• What the task requires
Check each line below for the word "good" and give the count alone.

*** Input data ***

PR #878, opened 2015-09-02
changed css for app home page

morganbrooke:
Just some aesthetic changes to the landing page that had been recommended to me. 
No major functionality alterations. 
screen shot 2015-09-02 at 3 11 27 pm

### DIFF
--- a/usage/jsgui/src/main/webapp/assets/css/base.css
+++ b/usage/jsgui/src/main/webapp/assets/css/base.css
@@ -147,7 +147,7 @@ div#catalog-applications-empty {
 }
 
 .navbar .nav>li>a:hover {
-    background-color: #A8B8B0;
+    background-color: #6BB445;
     foreground-color: #261;
     color: #261;
     text-decoration: none;
@@ -166,7 +166,7 @@ div#catalog-applications-empty {
     text-shadow: 0 0px 0;
 }
 .navbar .nav > li > a.active {
-    background-color: #492;
+    background-color: #6BB445;
 }
 
 ul.dropdown-menu {
@@ -324,21 +324,19 @@ input[type="color"]:focus,.uneditable-input:focus {
 
 .roundedSummary {
     float: left;
-    border: 1px solid #d4d4d4;
+    border: 1px solid #6BB445;
     -webkit-border-radius: 15px;
     -moz-border-radius: 15px;
     border-radius: 15px;
-    background-color: #f7f6e8;
+    background-color: #DDDDDD !important;
     margin: 10px 15px 0px 0px;
-    padding: 20px 20px;
     width: 264px;
-    height: 160px;
+    height: 60px;
     line-height: 1.2;
-    font-size: 140%;
-    display: inline-block;
-    text-align: left;
-    background: #f9f9f9 url(../images/roundedSummary-background.png) top
-        repeat-x !important;
+    font-size: 120%;
+    display: inline;
+    text-align: center;
+
 }
 
 .roundedSummary:last-child {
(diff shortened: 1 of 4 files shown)


usage/jsgui/src/main/webapp/assets/css/base.css
```diff
@@ -362,24 +360,31 @@ input[type="color"]:focus,.uneditable-input:focus {
...
+  background-image: -webkit-gradient(linear, 0 0, 0 100%, from(#90C858), to(#609040));
+  background-image: -webkit-linear-gradient(top, #90C858, #609040);
+  background-image: -o-linear-gradient(top, #90C858, #609040);
+  background-image: -moz-linear-gradient(top, #90C858, #609040);
+  background-image: linear-gradient(top, #90C858, #609040);
+  background-repeat: repeat-x;
+  border-color: #609040 #609040 #609040;
+  border-color: rgba(0, 0, 0, 0.1) rgba(0, 0, 0, 0.1) rgba(0, 0, 0, 0.25);
+  filter: progid:dximagetransform.microsoft.gradient(startColorstr='#90C858', endColorstr='#609040', GradientType=0);
+  filter: progid:dximagetransform.microsoft.gradient(enabled=false);
```
sjcorbett: I'm not too familiar with this function but a bit of research suggests it's deprecated from IE9 onwards: https://msdn.microsoft.com/en-us/library/ms532997(v=vs.85).aspx. Is it something we want to include?

usage/jsgui/src/main/webapp/assets/css/base.css
```diff
@@ -362,24 +360,31 @@ input[type="color"]:focus,.uneditable-input:focus {
...
+  *background-color: #609040;
+  background-image: -ms-linear-gradient(top, #90C858, #609040);
+  background-image: -webkit-gradient(linear, 0 0, 0 100%, from(#90C858), to(#609040));
+  background-image: -webkit-linear-gradient(top, #90C858, #609040);
+  background-image: -o-linear-gradient(top, #90C858, #609040);
+  background-image: -moz-linear-gradient(top, #90C858, #609040);
+  background-image: linear-gradient(top, #90C858, #609040);
+  background-repeat: repeat-x;
+  border-color: #609040 #609040 #609040;
+  border-color: rgba(0, 0, 0, 0.1) rgba(0, 0, 0, 0.1) rgba(0, 0, 0, 0.25);
```
sjcorbett: Why have two definitions of border-color?

morganbrooke: It gives it a gradient effect(lighter to darker).

morganbrooke: Which is already present on the other buttons on the page. 
Just creating a standard for all of the buttons.

sjcorbett: I had to read up a little - am I right that if a browser understands the `rgba` format it will use the second definition of `border-color` and otherwise it will use the first (#609040)?

morganbrooke: Exactly, it adds a bit of transparency to the the color allowing it to fill a bit more gracefully. And if not, like you said, it will use the other color.

usage/jsgui/src/main/webapp/assets/css/base.css
morganbrooke: This I'm looking into, I wasn't familiar with this issue. But I'm looking at what I can do to correct it. Thanks for pointing it out.

ahgittin:
Nice.  Two things I notice:

* The height of the "Add Application" lozenge is different (a few pixels shorter) to the two status lozenges
* Applications listed should not have the underline except on hover, I think, to match behaviour elsewhere

Re the IE issue, the style directives should be ignored where deprecated or not supported, right, so maybe it doesn't matter?

morganbrooke:
I added the underline because it was not at all obvious to me that the applications listed were possible to be clicked on. Many of the team members agreed on this issue. 

The height difference I was having issues with because I believe (still sifting through things) there are other div elements in it that are messing with the DIV heights of the page and when the  "add application" lozenge was set to the same height, the 3 box's were not all at the same level.

ahgittin:
Yes agree with the need to style apps so they look like a link, but we should also try to keep a consistent style.  Maybe just making it green is enough (no underline) ?

Re heights yes it's annoying -- feel free to totally change that entire row if that makes things easier!

usage/jsgui/src/main/webapp/assets/tpl/home/applications.html
```diff
@@ -40,8 +40,8 @@
     <div id="applications">
         <table class="table table-striped table-bordered table-condensed">
             <thead>
-            <th>Application</th>
-            <th>Status</th>
+            <th><h3>Application</h3></th>
```
robertgmoss: The HTML standard forbids the use of Heading Content in a `th` element.  Suggest using css to style them instead.

ahgittin:
@morganbrooke feel free to keep this open - you can push add'l items to it.  (or maybe you are already planning to reopen once you've updated it?)

PR #884, opened 2015-09-08
Security provider sooner and REST docs

ahgittin:
Fix some irritants and long-running wishlist items during review of 080 (but which don't need to block a release)


ahgittin:
FYI this fixes the problem when running on a server that server-generated credentials for external access aren't logged until *after* someone logs in.  Now they are logged immediately on startup.

ahgittin:
Spurious failure -- `org.apache.brooklyn.entity.nosql.cassandra.CassandraDatacenterTest.testPopulatesInitialSeeds` :(

PR #885, opened 2015-09-09
Adds CUSTOMIZE_LATCH to redis slaves, allowing async start

nakomis:


aledsage:
@nakomis looks good - I presume `RedisClusterIntegrationTest` already covers the tests sufficiently, so no need for anything new?

Merging now.

PR #887, opened 2015-09-10
Misc fixes working with plans

ahgittin:
Change CAMP parsing so it can load items which use other transformers.  Previously it assumed referenced types were either java or yaml; now it uses the plan transformer extensions.  Messier than I had thought so please review commits.

Misc other tidies including errors and generics, as described in commits.

### DIFF
--- a/core/src/main/java/org/apache/brooklyn/core/catalog/internal/BasicBrooklynCatalog.java
+++ b/core/src/main/java/org/apache/brooklyn/core/catalog/internal/BasicBrooklynCatalog.java
@@ -26,7 +26,6 @@ import java.util.Collection;
 import java.util.List;
 import java.util.Map;
 import java.util.NoSuchElementException;
-import java.util.Set;
 
 import javax.annotation.Nullable;
 
@@ -34,6 +33,7 @@ import org.apache.brooklyn.api.catalog.BrooklynCatalog;
 import org.apache.brooklyn.api.catalog.CatalogItem;
 import org.apache.brooklyn.api.catalog.CatalogItem.CatalogBundle;
 import org.apache.brooklyn.api.catalog.CatalogItem.CatalogItemType;
+import org.apache.brooklyn.api.internal.AbstractBrooklynObjectSpec;
 import org.apache.brooklyn.api.location.Location;
 import org.apache.brooklyn.api.location.LocationSpec;
 import org.apache.brooklyn.api.mgmt.ManagementContext;
@@ -312,7 +312,7 @@ public class BasicBrooklynCatalog implements BrooklynCatalog {
     }
 
     @Override
-    public <T, SpecT> SpecT createSpec(CatalogItem<T, SpecT> item) {
+    public <T, SpecT extends AbstractBrooklynObjectSpec<? extends T, SpecT>> SpecT createSpec(CatalogItem<T, SpecT> item) {
         if (item == null) return null;
         @SuppressWarnings("unchecked")
         CatalogItemDo<T,SpecT> loadedItem = (CatalogItemDo<T, SpecT>) getCatalogItemDo(item.getSymbolicName(), item.getVersion());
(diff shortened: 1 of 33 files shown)


core/src/main/java/org/apache/brooklyn/core/catalog/internal/BasicBrooklynCatalog.java
```diff
@@ -800,7 +809,11 @@ private boolean attemptType(String key, CatalogItemType candidateCiType) {
                     // (when we're not given a key, the previous block should apply)
                     errors.add(e);
                 } else {
-                    // all other cases, the error is probably due to us not getting the type right, ignore it
+                    // all other cases, the error is probably due to us not getting the type right, probably ignore it
+                    // but cache it if we've checked entity, we'll use that as fallback errors
```
aledsage: Not sure I follow - why would we get the type wrong for non-entities? Have we guessed that it was an entity, without being able to tell from the context if its instead a policy/enricher/etc?

core/src/main/java/org/apache/brooklyn/core/plan/PlanToSpecFactory.java
```diff
@@ -95,13 +96,18 @@ public static PlanToSpecTransformer forPlanType(ManagementContext mgmt, String p
...
+                if (result==null) {
+                    transformersWhoDontSupport.add(t.getShortDescription() + " (returned null)");
+                    continue;
+                }
+                return Maybe.of(result);
             } catch (PlanNotRecognizedException e) {
                 transformersWhoDontSupport.add(t.getShortDescription() +
                     (Strings.isNonBlank(e.getMessage()) ? " ("+e.getMessage()+")" : ""));
-            } catch (Exception e) {
+            } catch (Throwable e) {
```
aledsage: Out of interest, why catch `Throwable`? We immediately do a `Exceptions.propagateIfFatal(e)` so if it was an `Error` then we'd rethrow immediately (as though we hadn't caught). Are there other throwable types that we're hitting?

(I'm fine with the change; just want to know what throwables we should expect to encounter).

utils/common/src/test/java/org/apache/brooklyn/util/time/TimeTest.java
```diff
@@ -152,7 +152,13 @@ public void testElapsedSince() {
         Assert.assertFalse(Time.hasElapsedSince(aFewSecondsAgo, Duration.TEN_SECONDS));
         Assert.assertTrue(Time.hasElapsedSince(-1, Duration.TEN_SECONDS));
     }
-    
+
+    @Test
+    public void testParseTime() {
+        Assert.assertEquals(Time.parseElapsedTime("1s"), 1000);
```
aledsage: There's a lot of logic in `parseElapsedTimeAsDouble`. Would be good to test more scenarios, e.g. the inverse of of the tests in `testMakeStringExact_secondsAndMillis()`.

aledsage:
@ahgittin looks good - only very minor comments/questions. Happy for this to be merged.

utils/common/src/test/java/org/apache/brooklyn/util/time/TimeTest.java
ahgittin: agree

core/src/main/java/org/apache/brooklyn/core/plan/PlanToSpecFactory.java
ahgittin: i think i was hoping to catch some weird errors, didn't realize propagateIfFatal would grab all `Error`.  maybe for some things like class linking etc we don't treat them as fatal?

core/src/main/java/org/apache/brooklyn/core/catalog/internal/BasicBrooklynCatalog.java
ahgittin: we're parsing CAMP, then CAMP refers to something in catalog.  the code before this change would use camp-specific logic to handle the catalog entry making use of the parent entity's class loading context if needed.  but that breaks if it refers to a non-camp non-java catalog item (eg tosca).  so this now also looks it up using the catalog mechanism (although in that case it does not have any default class loading context.)

the CLC should only matter for java types.  it's working now, but would like to clean this whole area up massively!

*** End of Input data ***

• Worked solution
3